Reproduce the entries below in full, word for word.

-*-*-

PR #1400, opened 2023-04-08
pre-commit: Keep prettier version in sync; add eslint fixer

pokey:
- Partially addresses #640

## Checklist

- [ ] I have added [tests](https://www.cursorless.org/docs/contributing/test-case-recorder/)
- [ ] I have updated the [docs](https://github.com/cursorless-dev/cursorless/tree/main/docs) and [cheatsheet](https://github.com/cursorless-dev/cursorless/tree/main/cursorless-talon/src/cheatsheet)
- [ ] I have not broken the cheatsheet
- [ ] File issue to revert patch working around https://github.com/pnpm/meta-updater/issues/10
- [ ] Check boxes in #640

PR #1404, opened 2023-04-09
pre-commit: Switch to GitHub action; add eslint fixer

pokey:
- Partially addresses #640
- Supercedes #1400

## Checklist

- [x] Disable pre-commit.ci
- [x] Disable pre-commit.ci lite
- [ ] Change branch protection rules
- [ ] Check boxes in #640

### DIFF
--- a/.github/workflows/pre-commit.yml
+++ b/.github/workflows/pre-commit.yml
@@ -1,0 +1,31 @@
+name: Pre-commit
+permissions: read-all
+on:
+  push:
+    branches:
+      - main
+  pull_request:
+    types: [opened, synchronize, reopened]
+  merge_group:
+    branches: [main]
+
+jobs:
+  pre-commit:
+    name: Pre-commit
+    runs-on: ubuntu-latest
+    steps:
+      - uses: actions/checkout@v3
+      - uses: actions/setup-python@v4
+        with:
+          python-version: 3.x
+      - uses: pnpm/action-setup@v2
+        with:
+          version: 7
+      - uses: actions/setup-node@v3
+        with:
+          node-version: 16
+          cache: pnpm
+      - run: pnpm --color install
+      - uses: pre-commit/action@v3.0.0
+      - uses: pre-commit-ci/lite-action@v1.0.1
+        if: always()
--- a/.github/workflows/pre-commit.yml
+++ b/.github/workflows/pre-commit.yml
@@ -20,6 +20,7 @@ jobs:
     steps:
       - uses: actions/checkout@v3
         with:
+          repository: ${{ github.event.pull_request.head.repo.full_name }}
           ref: ${{ github.head_ref }}
       - uses: actions/setup-python@v4
         with:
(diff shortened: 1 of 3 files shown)


pokey:
Huh this unfortunately doesn't seem to work.  I tried changing a lint rule to see if it would auto-fix, but nothing happens 😕

pokey:
Ok I switched the push action to https://github.com/stefanzweifel/git-auto-commit-action instead of pre-commit.ci lite, because the former is basically instant, whereas the latter seems to take a while

AndreasArvidsson (dismissed):

.github/workflows/pre-commit.yml
```diff
@@ -0,0 +1,37 @@
...
+      - uses: pnpm/action-setup@v2
+        with:
+          version: 7
+      - uses: actions/setup-node@v3
+        with:
+          node-version: 16
+          cache: pnpm
+      - run: pnpm --color install
+      - uses: pre-commit/action@v3.0.0
+      - uses: stefanzweifel/git-auto-commit-action@v4
```
auscompgeek, line 34: Does this work for forks?

auscompgeek:
FWIW we don't have to abandon pre-commit.ci entirely, we can skip the local hooks on pre-commit.ci and just run eslint and prettier on GitHub Actions

pokey:
> FWIW we don't have to abandon pre-commit.ci entirely, we can skip eslint/prettier on pre-commit.ci and just run eslint and prettier on GitHub Actions

What's the benefit of having both systems active?

.github/workflows/pre-commit.yml
pokey: Good question. I'll give it a whirl

pokey: Haven't tested yet, but looks like a bit of a hornet's nest and potentially introduces security vulnerability to get it to work 😬 https://github.com/stefanzweifel/git-auto-commit-action/issues/211

So do we switch to pre-commit lite and deal with really slow commit, or switch to the setup from my other attempt with syncing versions. Downside of that is we can't easily run custom fixers like if we wanted to autoformat our recorded tests using our custom yaml writer

auscompgeek: Hmm. It might be possible to get something working with the completion of this workflow triggering another workflow that runs in the `main` context? That'd be super complex though, and sounds like even more of a nightmare.

I've seen workflows that use a personal access token to get this sort of thing to work, but that's probably just as risky.

auscompgeek:
:shrug:

There's a _potential_ cache speed benefit with pre-commit.ci, but I guess we don't know exactly how much caching will help us here since the cache doesn't exist on `main` for the workflow to use yet.

pokey:
> 🤷
> 
> There's a _potential_ cache speed benefit with pre-commit.ci, but I guess we don't know exactly how much caching will help us here since the cache doesn't exist on `main` for the workflow to use yet.

pre-commit.ci is significantly faster, as you suspect, but tbh most of the fixes come from prettier, so I'm not sure the benefit of putting the other fixers in a different CI system justify the complexity / races of running two systems

auscompgeek (approved):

-*-*-

_Response box_:
PR #1400, opened 2023-04-08
pre-commit: Keep prettier version in sync; add eslint fixer

pokey:
- Partially addresses #640

## Checklist

- [ ] I have added [tests](https://www.cursorless.org/docs/contributing/test-case-recorder/)
- [ ] I have updated the [docs](https://github.com/cursorless-dev/cursorless/tree/main/docs) and [cheatsheet](https://github.com/cursorless-dev/cursorless/tree/main/cursorless-talon/src/cheatsheet)
- [ ] I have not broken the cheatsheet
- [ ] File issue to revert patch working around https://github.com/pnpm/meta-updater/issues/10
- [ ] Check boxes in #640

PR #1404, opened 2023-04-09
pre-commit: Switch to GitHub action; add eslint fixer

pokey:
- Partially addresses #640
- Supercedes #1400

## Checklist

- [x] Disable pre-commit.ci
- [x] Disable pre-commit.ci lite
- [ ] Change branch protection rules
- [ ] Check boxes in #640

### DIFF
--- a/.github/workflows/pre-commit.yml
+++ b/.github/workflows/pre-commit.yml
@@ -1,0 +1,31 @@
+name: Pre-commit
+permissions: read-all
+on:
+  push:
+    branches:
+      - main
+  pull_request:
+    types: [opened, synchronize, reopened]
+  merge_group:
+    branches: [main]
+
+jobs:
+  pre-commit:
+    name: Pre-commit
+    runs-on: ubuntu-latest
+    steps:
+      - uses: actions/checkout@v3
+      - uses: actions/setup-python@v4
+        with:
+          python-version: 3.x
+      - uses: pnpm/action-setup@v2
+        with:
+          version: 7
+      - uses: actions/setup-node@v3
+        with:
+          node-version: 16
+          cache: pnpm
+      - run: pnpm --color install
+      - uses: pre-commit/action@v3.0.0
+      - uses: pre-commit-ci/lite-action@v1.0.1
+        if: always()
--- a/.github/workflows/pre-commit.yml
+++ b/.github/workflows/pre-commit.yml
@@ -20,6 +20,7 @@ jobs:
     steps:
       - uses: actions/checkout@v3
         with:
+          repository: ${{ github.event.pull_request.head.repo.full_name }}
           ref: ${{ github.head_ref }}
       - uses: actions/setup-python@v4
         with:
(diff shortened: 1 of 3 files shown)


pokey:
Huh this unfortunately doesn't seem to work.  I tried changing a lint rule to see if it would auto-fix, but nothing happens 😕

pokey:
Ok I switched the push action to https://github.com/stefanzweifel/git-auto-commit-action instead of pre-commit.ci lite, because the former is basically instant, whereas the latter seems to take a while

AndreasArvidsson (dismissed):

.github/workflows/pre-commit.yml
```diff
@@ -0,0 +1,37 @@
...
+      - uses: pnpm/action-setup@v2
+        with:
+          version: 7
+      - uses: actions/setup-node@v3
+        with:
+          node-version: 16
+          cache: pnpm
+      - run: pnpm --color install
+      - uses: pre-commit/action@v3.0.0
+      - uses: stefanzweifel/git-auto-commit-action@v4
```
auscompgeek, line 34: Does this work for forks?

auscompgeek:
FWIW we don't have to abandon pre-commit.ci entirely, we can skip the local hooks on pre-commit.ci and just run eslint and prettier on GitHub Actions

pokey:
> FWIW we don't have to abandon pre-commit.ci entirely, we can skip eslint/prettier on pre-commit.ci and just run eslint and prettier on GitHub Actions

What's the benefit of having both systems active?

.github/workflows/pre-commit.yml
pokey: Good question. I'll give it a whirl

pokey: Haven't tested yet, but looks like a bit of a hornet's nest and potentially introduces security vulnerability to get it to work 😬 https://github.com/stefanzweifel/git-auto-commit-action/issues/211

So do we switch to pre-commit lite and deal with really slow commit, or switch to the setup from my other attempt with syncing versions. Downside of that is we can't easily run custom fixers like if we wanted to autoformat our recorded tests using our custom yaml writer

auscompgeek: Hmm. It might be possible to get something working with the completion of this workflow triggering another workflow that runs in the `main` context? That'd be super complex though, and sounds like even more of a nightmare.

I've seen workflows that use a personal access token to get this sort of thing to work, but that's probably just as risky.

auscompgeek:
:shrug:

There's a _potential_ cache speed benefit with pre-commit.ci, but I guess we don't know exactly how much caching will help us here since the cache doesn't exist on `main` for the workflow to use yet.

pokey:
> 🤷
> 
> There's a _potential_ cache speed benefit with pre-commit.ci, but I guess we don't know exactly how much caching will help us here since the cache doesn't exist on `main` for the workflow to use yet.

pre-commit.ci is significantly faster, as you suspect, but tbh most of the fixes come from prettier, so I'm not sure the benefit of putting the other fixers in a different CI system justify the complexity / races of running two systems

auscompgeek (approved):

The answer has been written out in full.